1. Exam: 20.09.2024

Seqences and Series:

Relevant exercises (Rhyn): Section 1, subsection a) Exercises 1, 2, 3, 4, 5, 6, 7, 8, 9, 10, 11, 12, 13, subsection b) Exercises 14, 15, 16, 19, 20, 21, 22, 24, 25, 27, subsection d) Exercises 84, 87, 88, 90, 96, 97

Learning Goals:

• To know the concept of a sequence.

• Be able to distinguish between the explicit and recursive representation of a sequence.

• Be able to formulate the explicit and recursive representation of an easy sequence, where a couple of first terms are given.

• To know the concept of the sequence of the n-th partial sums of a given sequence, be able to read and use the summation sign correctly.

• To know how sequences can be represented graphically, be able to draw a given sequence into a coordinate system.

• To know and to be able to apply the concept of arithmetic and geometric sequences and their explicit and recursive representations, to know and apply the corresponding formulas for finite arithmetic and geometric sums.

• To understand the concept of a limit for a sequence,  to know and describe the difference between convergent and divergent sequences, to know and describe the different cases of divergences for a sequence, to know and classify the notions of (strict) monotonically increasing and decreasing for sequences.

• To know and be able to apply the formal definition of the limit of a convergent sequence (ε-definition).   

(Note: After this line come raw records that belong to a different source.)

PR #344, opened 2020-11-19
Replace common_axis_extra_coords with common_axis_coords in NDCubeSequence

### LINKED ISSUE #328: NDCubeSequence.common_axis_coords for 2.0
### Description

The introduction of the `ExtraCoords` and `GlobalCoords` framework for ndcube 2.0 have left the `NDCubeSequence.common_axis_extra_coords` broken.  This issue proposes that it be replaced by a new property, `NDCubeSequence.common_axis_coords` that identifies the coordinates associated with the `common_axis` for all `NDCube`s within the `NDCubeSequence`.  These coordinates should be drawn from both the `NDCube.extra_coords` and `NDCube.wcs`.  A new `dict`-like object should be returned, which for each coordinate holds a list of high-level objects whose length is 1 along the `common_axis`.

This feature may share some implementation with #329

### LINKED ISSUE #343: array_indices_for_world_objects fails when passed a combined_wcs
### Description

When `array_indices_for_world_objects` is passed an `NDCube.combined_wcs` which has a type of `HighLevelWCSWrapper`, it fails with the following error:
```python
if axes:
            world_indices = calculate_world_indices_from_axes(wcs, axes)
        else:
            world_indices = np.arange(wcs.world_n_dim)
    
>       object_names = np.array([wao_comp[0] for wao_comp in wcs.world_axis_object_components])
E       AttributeError: 'HighLevelWCSWrapper' object has no attribute 'world_axis_object_components'

../utils/wcs.py:430: AttributeError
```

### Steps to Reproduce

```python
Code goes here
```

### System Details

- SunPy Version:
- Astropy Version:
- Python Version:
- OS information:

DanRyanIrish:
This PR introduces a new method on `NDCubeSequence` that uses the 2.0 infrastructure to collate all coordinates associated with the common axis across all cubes in a sequence.  This replaces the old `common_axis_extra_coords` method, but it also gathers coordinates stored in the WCS, not just the extra coords.

In addition, this PR fixes two bugs in `utils.wcs.array_indices_for_world_objects`:
1. When the WCS input does not have a `world_axis_object_components` attribute the `low_level_wcs` version is tried.  This bug applies to the case when the input WCS is a `HighLevelWCSWrapper`, e.g. `NDCube.combined_wcs`.
2. An indexerror is fixed when there are dependent axes present.

Fixes #328 
Fixes #343

### DIFF
--- a/ndcube/utils/wcs.py
+++ b/ndcube/utils/wcs.py
@@ -427,9 +427,13 @@ def array_indices_for_world_objects(wcs, axes=None):
     else:
         world_indices = np.arange(wcs.world_n_dim)
 
-    object_names = np.array([wao_comp[0] for wao_comp in wcs.world_axis_object_components])
+    try:
+        object_names = np.array([wao_comp[0] for wao_comp in wcs.world_axis_object_components])
+    except AttributeError:
+        object_names = np.array([wao_comp[0]
+                                 for wao_comp in wcs.low_level_wcs.world_axis_object_components])
 
-    array_indices = [[]] * len(set(object_names))
+    array_indices = [[]] * len(object_names)
     for world_index, oname in enumerate(object_names):
         # If this world index is deselected by axes= then skip
         if world_index not in world_indices:
--- a/ndcube/utils/wcs.py
+++ b/ndcube/utils/wcs.py
@@ -426,22 +426,20 @@ def array_indices_for_world_objects(wcs, axes=None):
         world_indices = calculate_world_indices_from_axes(wcs, axes)
     else:
         world_indices = np.arange(wcs.world_n_dim)
-
-    try:
-        object_names = np.array([wao_comp[0] for wao_comp in wcs.world_axis_object_components])
-    except AttributeError:
-        object_names = np.array([wao_comp[0]
-                                 for wao_comp in wcs.low_level_wcs.world_axis_object_components])
-
+    object_names = np.array([wao_comp[0]
+                             for wao_comp in wcs.low_level_wcs.world_axis_object_components])
     array_indices = [[]] * len(object_names)
     for world_index, oname in enumerate(object_names):
         # If this world index is deselected by axes= then skip
         if world_index not in world_indices:
             continue
-
+        # Select the first occurence of the object name.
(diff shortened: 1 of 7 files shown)


ndcube/utils/wcs.py
```diff
@@ -427,9 +427,13 @@ def array_indices_for_world_objects(wcs, axes=None):
     else:
         world_indices = np.arange(wcs.world_n_dim)
 
-    object_names = np.array([wao_comp[0] for wao_comp in wcs.world_axis_object_components])
+    try:
```
Cadair, line 430: You don't need to do this. NDCube.wcs always is always a high level WCS. So you can always do .low_level_wcs

ndcube/utils/wcs.py
```diff
@@ -427,9 +427,13 @@ def array_indices_for_world_objects(wcs, axes=None):
...
+        object_names = np.array([wao_comp[0] for wao_comp in wcs.world_axis_object_components])
+    except AttributeError:
+        object_names = np.array([wao_comp[0]
+                                 for wao_comp in wcs.low_level_wcs.world_axis_object_components])
 
-    array_indices = [[]] * len(set(object_names))
+    array_indices = [[]] * len(object_names)
```
Cadair, line 436: Pretty sure this needs to be a set still?

DanRyanIrish: Changing that was what fixed the bug.  The elements in which nothing was entered are removed by the tuple comprehension for the for loop.

ndcube/utils/wcs.py
DanRyanIrish: No harm though, right?  Especially since the user has to manually enter the WCS.  This way the function supports High and Low level WCSs.

Cadair: I don't think we need to support both, all the rest of the code is assuming high, and the check just feels like it complicates the code.

ndcube/utils/wcs.py
Cadair: Can you add a comment above like 442 (atleast_1d) saying that it selects the first occurrence of the name.

Cadair (approved):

• To know and  be able to apply the algebra of limits for sequences, be able to use the limit-sign correctly.

• To know and be able to apply the formula for a geometric series, to decide whether a geometric series is convergent or not.

3. Exam: 28.03.2025

Integral Calculus I:

Relevant exercises (Rhyn):  Section 4, subsection a), Exercises 3, 4, 5, 6 (without d)), 7, 8, 9, 10, 11, 12 a) and c), 13, 14, 15; Section 6, subsection a), Exercises 1, 2, 3, 4, 5, 6, 7, 8, 10, 15, 18, 20, 23 (without b)); Section 8, Exercises 39, 40, 41, 42 (without d)).

Learning Goals:

• To know the definition of a definite integral as the limit of the sum of the areas of rectangles with infinitely small width.

• To know and be able to apply the constant rule, sum rule, orientation of integrals and the interval additivity.

• To be able to use the geometric interpretation of a definite integral as the area enclosed by the graph of a function and the x-axis. To understand and use the meaning when a definite integral is negative (curve below x-axis).

• To be able to compute an indefinite and a definite integral by using the concept of an antiderivative.

• To understand the meaning of the integration constant within an indefinite integral.

• To understand the geometric and algebraic meaning of a stationary point (local minimum, local maximum, saddle point).

• To be able to compute the antiderivative of polynomial, power, exponential and trigonometric  functions. 

• To be able to compute the area enclosed by the graph of two functions and to recognize the geometric situation for the definite integral from an indicated area enclosed by the graph of two functions. 

• To be able to recognize and use information from differential calculus for solving text exercises based on the geometric configuration of polynomials up to degree 3. To be able to figure out the coefficients of polynomials up to degree 3 from certain geometric situations.